YOUR ASSIGNMENT:
Within the material below, transcribe exactly the lines from the one holding "for unsafe TLS settings." through the one holding "make it possible", keeping both ends and skipping the rest.

..........

PR #1820, opened 2018-08-23
kube-prometheus: fix root typo in node-exporter

s-urbaniak:
Currently, we are mounting `/root` from the host as `/host/root`.
Instead simply `/` from the host should be mounted.

This fixes it


brancz:
lgtm on green

PR #6030, opened 2023-10-19
feat: emit events for invalid configurations

rexagod:
## Description

Emit events when the controller rejects a resource, owing to an invalid configuration.

Fixes: #3611

## Type of change

_What type of changes does your code introduce to the Prometheus operator? Put an `x` in the box that apply._

- [ ] `CHANGE` (fix or feature that would cause existing functionality to not work as expected)
- [x] `FEATURE` (non-breaking change which adds functionality)
- [ ] `BUGFIX` (non-breaking change which fixes an issue)
- [ ] `ENHANCEMENT` (non-breaking change which improves existing functionality)
- [ ] `NONE` (if none of the other choices apply. Example, tooling, build system, CI, docs, etc.)

## Changelog entry

_Please put a one-line changelog entry below. This will be copied to the changelog file during the release process._

```release-note
Emit events when the controller rejects a resource, owing to an invalid configuration. These are:
* AlertmanagerConfig
* PodMonitor
* Probe
* PrometheusRule
* ScrapeConfig
* ServiceMonitor
```

Issue #3922, opened 2021-03-17
Allow file references in PodMonitorEndpointTLSConfig


akhalyavka:
**What is missing?**
PodMonitorEndpointTLSConfig doesn't allow to reference certificates and key files.

**Why do we need it?**
This is causing us some trouble with Istio. As explained in [istio docs](https://istio.io/latest/docs/ops/integrations/prometheus/#tls-settings), sidecar proxy can't deal with scraping requests because they are destined for pod's IP, so in order to scrape metrics over TLS sidecar should be configured to save certs and key to a volume and job's TLS config should reference them. While it is possible to achieve with ServiceMonitor, it is not with PodMonitor. Is there any good reason for this disparity?

* Prometheus Operator version:

    `v0.43.2`

simonpasquier:
It's on purpose that PodMonitors (as well as Probes) can't reference files that reside on the Prometheus pod's filesystem. It avoids exposing sensitive materials to the scraped targets inadvertently. ServiceMonitors support this because they predate PodMonitors and we can't change the API.

akhalyavka:
@simonpasquier Is it reasonable to assume that this functionality in ServiceMonitor will be deprecated in the future? Could it be added to PodMonitors with the flag to opt-out of this behavior (like `ArbitraryFSAccessThroughSMsConfig`)?

ThiruNandagopal:
It would be great if we have this feature in podmonitor also similar to servicemonitor as we don't need to follow 2 different approach for same feature.

mblaschke:
Would be nice to have this feature also for PodMonitor to support fetching metrics with Istio

EronWright:
I have a suggestion for a fix, feedback welcome.
https://github.com/prometheus-operator/prometheus-operator/issues/4121#issuecomment-1542976008

abohne:
Any updates on this?

taisph:
Is this issue also why a tlsConfig with files in a scrape class is not applied to PodMonitors? The same scrape class works with ServiceMonitors.

simonpasquier:
ScrapeClass is the answer to the original issue.

PR #6113, opened 2023-11-22
chore: adding scrape classe

nicolastakashi:
## Description

Taking over #5572 

Proposal to add scrape classes to facilitate the use of non-safe TLS elements in a scrape configuration, e.g. in the Istio use case.

A draft implementation is available: https://github.com/prometheus-operator/prometheus-operator/pull/5618. Links to significant code changes: [prom api](https://github.com/prometheus-operator/prometheus-operator/pull/5618/files#diff-b4a3c944005e67c959c04552108ff3b629b572d7244d586b0558651bd96eacda), [scrape class](https://github.com/prometheus-operator/prometheus-operator/pull/5618/files#diff-255c0aca616a1cdf4385c88d1d063a6c86360fedf99f7fc76bb967034e68897cR642-R652), [podmonitor api](https://github.com/prometheus-operator/prometheus-operator/pull/5618/files#diff-ed302c709df2a336b5712f4f4442e4972be00571fd5293c61e0f65f752b9e10a), [operator](https://github.com/prometheus-operator/prometheus-operator/pull/5618/files#diff-2297eaf6931eb847fb894df894f8f50ac9fb7cc823e440280d5908b5c9939104), [config generator](https://github.com/prometheus-operator/prometheus-operator/pull/5618/files#diff-453ce9c721c51bf9591c2b212e9ce50157b9c40d1b211177bf502be268099656), and [tests](https://github.com/prometheus-operator/prometheus-operator/pull/5618/files#diff-40b00673aa9acb2e0dd5431cb36eedc1476124b086a3e070f5d6182709f8ea35).

## Type of change

## Changelog entry

```release-note
Adding Scrape Classe Proposal
```

### DIFF
--- a/Documentation/proposals/202305-scrapeclasses.md
+++ b/Documentation/proposals/202305-scrapeclasses.md
@@ -58,7 +58,7 @@ It is proposed that the `Prometheus` and `PrometheusAgent` resources contain a n
 The rationale for defining scrape classes inline is that, in practice, the TLS file paths are closely related to the `volumeMounts`
 of the `Prometheus` spec. An alternative is outlined later, of factoring the class definitions into a separate resource.
 
-Define a scrape classes for use by the monitors, one class may be designated as the default class.
+One (and only one) scrape class may be designated as the default class.
 
 When a resource defines several default scrape classes, it should fail the reconciliation.
 
--- a/Documentation/proposals/202305-scrapeclasses.md
+++ b/Documentation/proposals/202305-scrapeclasses.md
@@ -84,7 +84,7 @@ Any object references in the scrape class definition are assumed to refer to obj
 
 ### PodMonitor Resource
 
-Allow the user to select a scrape class for each endpoint.
+Allow the user to select a scrape class which applies to all endpoints.
 
 ```yaml
 apiVersion: monitoring.coreos.com/v1
--- a/Documentation/proposals/202305-scrapeclasses.md
+++ b/Documentation/proposals/202305-scrapeclasses.md
@@ -44,7 +44,7 @@ A scrape class defines TLS settings (and possibly other settings in future, e.g.
 One scrape class may be designated as the default class, in which case that class is applied to any scrape config that doesn't specify a value for `scrapeClass`.
 
 When defining a podmonitor/servicemonitor/probe/scrapeconfig, a user may assign a scrape class via the `scrapeClass` field.
-For monitors, each endpoint may be assigned a scrape class.
+When there's a match, a scrape class is assigned to all the endpoints.
 
 Class names are assumed to be installation-specific. In practice, some common class names like `istio-mtls` are likely to emerge.
 
--- a/Documentation/proposals/202305-scrapeclasses.md
+++ b/Documentation/proposals/202305-scrapeclasses.md
@@ -74,6 +74,10 @@ spec:
   volumeMounts:
     - name: istio-certs
       mountPath: "/etc/istio-certs/"
+  volumes:
+    - name: istio-certs
+      secret:
+        secretName: istio-certs
 ```
 
 Any object references in the scrape class definition are assumed to refer to objects in the namespace of the `Prometheus` object.
--- a/Documentation/proposals/202305-scrapeclasses.md
+++ b/Documentation/proposals/202305-scrapeclasses.md
@@ -1,0 +1,217 @@
+## Scrape Classes
+
+* **Owners:**
+  * `nicolastakashi`
+  * `eronwright`
+
+* **Related Tickets:**
+  * https://github.com/prometheus-operator/prometheus-operator/issues/4121
+  * https://github.com/prometheus-operator/prometheus-operator/issues/3922
+  * https://github.com/prometheus-operator/prometheus-operator/issues/5947
+  * https://github.com/prometheus-operator/prometheus-operator/issues/5948
+
+This proposal introduces the concept of *scrape classes*, enabling users to utilize scrape configuration data provided by the administrator, through scrape objects such as PodMonitor, Probe, ServiceMonitor and ScrapeConfig.
+
+## Why
+
+Sometimes Prometheus administrators needs to provide default configurations for scrape objects, such as the definition of TLS certificates, when running Prometheus to scrape pods in an Istio mesh with strict mTLS as described in [Istio documentation](https://istio.io/latest/docs/ops/integrations/prometheus/#tls-settings).
+
+Another motivation is to improve feature parity amongst the monitor resources. The `PodMonitor` and `Probe` resources aren't at parity with `ServiceMonitor` because the latter allows for unsafe TLS settings.
+
+### Pitfalls of the current solution
+
+The only known solution for use cases where you'd need to use unsafe TLS settings is to use `additionalScrapeConfig`.
+The downside is obviously the loss of a great feature of the Prometheus Operator. The monitor resources make it possible
+to compose the scrape configurations in a Kubernetes way.
+
+## Goals
+
+- Allow for the administrator to define a named, reusable scrape configuration snippet, including unsafe elements such as file references.
+- Allow for a user to select a configuration snippet by name in their probe/podmonitor/servicemonitor endpoint configuration.
+- Avoid giving the user the ability to use arbirary files within the Prometheus pod.
+
+### Audience
+
+- Users who serve Prometheus as a service and want to give their customers autonomy in defining monitors, but want to provide a default configuration for scraping.
+
+## How
+
+The proposed solution is to introduce a notion of a *scrape class*, akin to a Kubernetes [storage class](https://kubernetes.io/docs/concepts/storage/storage-classes/).
+A scrape class defines TLS settings (and possibly other settings in future, e.g. sensitive authorization settings) to be applied to all scrape configs of that class.
+
+One scrape class may be designated as the default class, in which case that class is applied to any scrape config that doesn't specify a value for `scrapeClass`.
+
+When defining a podmonitor/servicemonitor/probe/scrapeconfig, a user may assign a scrape class via the `scrapeClass` field.
+For monitors, each endpoint may be assigned a scrape class.
+
+Class names are assumed to be installation-specific. In practice, some common class names like `istio-mtls` are likely to emerge.
+
+### Prometheus Resource
+
+It is proposed that the `Prometheus` and `PrometheusAgent` resources contain a new section for defining scrape classes.
+
+The rationale for defining scrape classes inline is that, in practice, the TLS file paths are closely related to the `volumeMounts`
+of the `Prometheus` spec. An alternative is outlined later, of factoring the class definitions into a separate resource.
+
+```yaml
+apiVersion: monitoring.coreos.com/v1
+kind: Prometheus
+spec:
+  # define scrape classes for use by the monitors
+  # one class may be designated as the default class
+  scrapeClasses:
+    - name: istio-mtls
+      default: true
+      tlsConfig:
+        caFile: "/etc/istio-certs/root-cert.pem"
+        certFile: "/etc/istio-certs/cert-chain.pem"
+        keyFile: "/etc/istio-certs/key.pem"
+        insecureSkipVerify: true
+
+  # mount the certs from the istio sidecar (shown here for illustration purposes)
+  volumeMounts:
+    - name: istio-certs
+      mountPath: "/etc/istio-certs/"
+```
+
+Any object references in the scrape class definition are assumed to refer to objects in the namespace of the `Prometheus` object.
+
+### PodMonitor Resource
+
+Allow the user to select a scrape class for each endpoint.
+
+```yaml
+apiVersion: monitoring.coreos.com/v1
+kind: PodMonitor
+spec:
+  scrapeClass: istio-mtls
+  podMetricsEndpoints:
+  - port: http
+    path: /metrics
+```
+
+The proposed behavior is:
+1. the `tlsConfig` in the associated scrape class is automatically applied to the scrape configuration of the endpoint.
+2. the inline `tlsConfig` (if any) takes precedence over the `tlsConfig` in the scrape class.
+
+### Probe Resource
+
+Allow the user to select a scrape class for the probe.
+
+```yaml
+apiVersion: monitoring.coreos.com/v1
+kind: Probe
+spec:
+  scrapeClass: istio-mtls
+```
+
+### ServiceMonitor Resource
+
+Allow the user to select a scrape class for each endpoint.
+
+```yaml
+apiVersion: monitoring.coreos.com/v1
+kind: ServiceMonitor
+spec:
+  scrapeClass: istio-mtls
+  endpoints:
+  - port: http
+    path: /metrics
+```
+
+Out-of-scope: deprecation of the unsafe TLS settings in `ServiceMonitor`.
+
+### ScrapeConfig
+
+Allow the user to select a scrape class for the generic scrape configuration.
+
+```yaml
+apiVersion: monitoring.coreos.com/v1alpha1
+kind: ScrapeConfig
+metadata:
+  name: scrape-config
+spec:
+  scrapeClass: istio-mtls
+  staticConfigs:
+    [...]
+  httpSDConfig:
+    [...]
+  fileSDConfig:
+    [...]
+```
+
+## Test Plan
+
+1. Regression test; ensure no change to generated configs unless a scrape class is applied.
+2. Optionality of the default scrape class; ensure that it is an optional configuration element.
+3. Acceptance testing in Istio environment; ensure that the solution is effective for a key use case.
+
+## Alternatives
+
+### Global scrape TLS configuration
+
+An alternative solution would be to apply a default TLS configuration to all monitors.
+
+For example, via a hypothetical field `spec.scrapeTlsConfig`:
+
+```yaml
+apiVersion: monitoring.coreos.com/v1
+kind: Prometheus
+spec:
+  scrapeTlsConfig:
+    caFile: "/etc/istio-certs/root-cert.pem"
+    certFile: "/etc/istio-certs/cert-chain.pem"
+    keyFile: "/etc/istio-certs/key.pem"
+    insecureSkipVerify: true
+```
+
+Objections:
+1. A singular default configuration may be too inflexible to effectively scrape a diverse set of pods. For example, in Istio,
+   some pods may be in STRICT mode.
+
+### Istio Permissive Mode
+
+An alternative for the Istio use case is to use PERMISSIVE mode (see [documentation](https://istio.io/latest/docs/concepts/security/#permissive-mode)),
+or to use `exclude` annotations on the pod such that the metrics endpoint bypasses mTLS.
+
+Objections:
+1. This solution is less secure at a transport level unless TLS is implemented at the application layer.
+2. Strict mTLS is the basis for [Istio authorization policy](https://istio.io/latest/docs/reference/config/security/authorization-policy/), e.g. to explicitly allow access from prom to the metrics endpoint.
+
+### ScrapeClass Resource
+
+A variant of the proposed solution is to introduce a new custom resource for defining scrape classes.
+
+```yaml
+apiVersion: monitoring.coreos.com/v1alpha1
+kind: ScrapeClass
+metadata:
+  name: istio-mtls
+spec:
+  tlsConfig:
+    caFile: "/etc/istio-certs/root-cert.pem"
+    certFile: "/etc/istio-certs/cert-chain.pem"
+    keyFile: "/etc/istio-certs/key.pem"
+    insecureSkipVerify: true
+```
+
+An open question is whether the resource would be cluster-scoped or namespace-scoped.
+
+Objections:
+1. Since the file paths are dependent on the volume mounts in the server, this approach may not achieve a meaningful decoupling.
+2. Extra complexity in defining a new CRD.
+
+### Non-Safe Monitors
+
+Another alternative would be to allow `PodMonitor` and `Probe` to use unsafe TLS settings.
+
+Objections:
+1. See [explanation](https://github.com/prometheus-operator/prometheus-operator/issues/3922#issuecomment-802899950) for why
+   unsafe settings were disallowed in the first place.
+
+## Action Plan
+
+* [ ] Change the Operator API to define scrape classes and for endpoint to select a scrape class
+* [ ] Update the scrape configuration generator to use the scrape class
+* [ ] Update documentation
+* [ ] Resolve issues #4121, #3922
--- a/Documentation/proposals/202305-scrapeclasses.md
+++ b/Documentation/proposals/202305-scrapeclasses.md
@@ -155,7 +155,7 @@ If the monitor resource specifies a scrape class name that isn't defined in the 
 
 This behavior is consistent with the behavior of monitor resources referencing a non-existing secret for bearer token authentication.
 
-To ensure users will have proper information about the error, the operator will emit an event with the error message on the monitor resource and also update the status of the monitor resource with the error message.
+To ensure users will have proper information about the error, the operator may (in the future) emit an event with the error message on the monitor resource and also update the status of the monitor resource with the error message.
 
 ## Test Plan
 
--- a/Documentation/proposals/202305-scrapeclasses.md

..........

RESPONSE TO THE EXERCISE:
+Another motivation is to improve feature parity amongst the monitor resources. The `PodMonitor` and `Probe` resources aren't at parity with `ServiceMonitor` because the latter allows for unsafe TLS settings.
+
+### Pitfalls of the current solution
+
+The only known solution for use cases where you'd need to use unsafe TLS settings is to use `additionalScrapeConfig`.
+The downside is obviously the loss of a great feature of the Prometheus Operator. The monitor resources make it possible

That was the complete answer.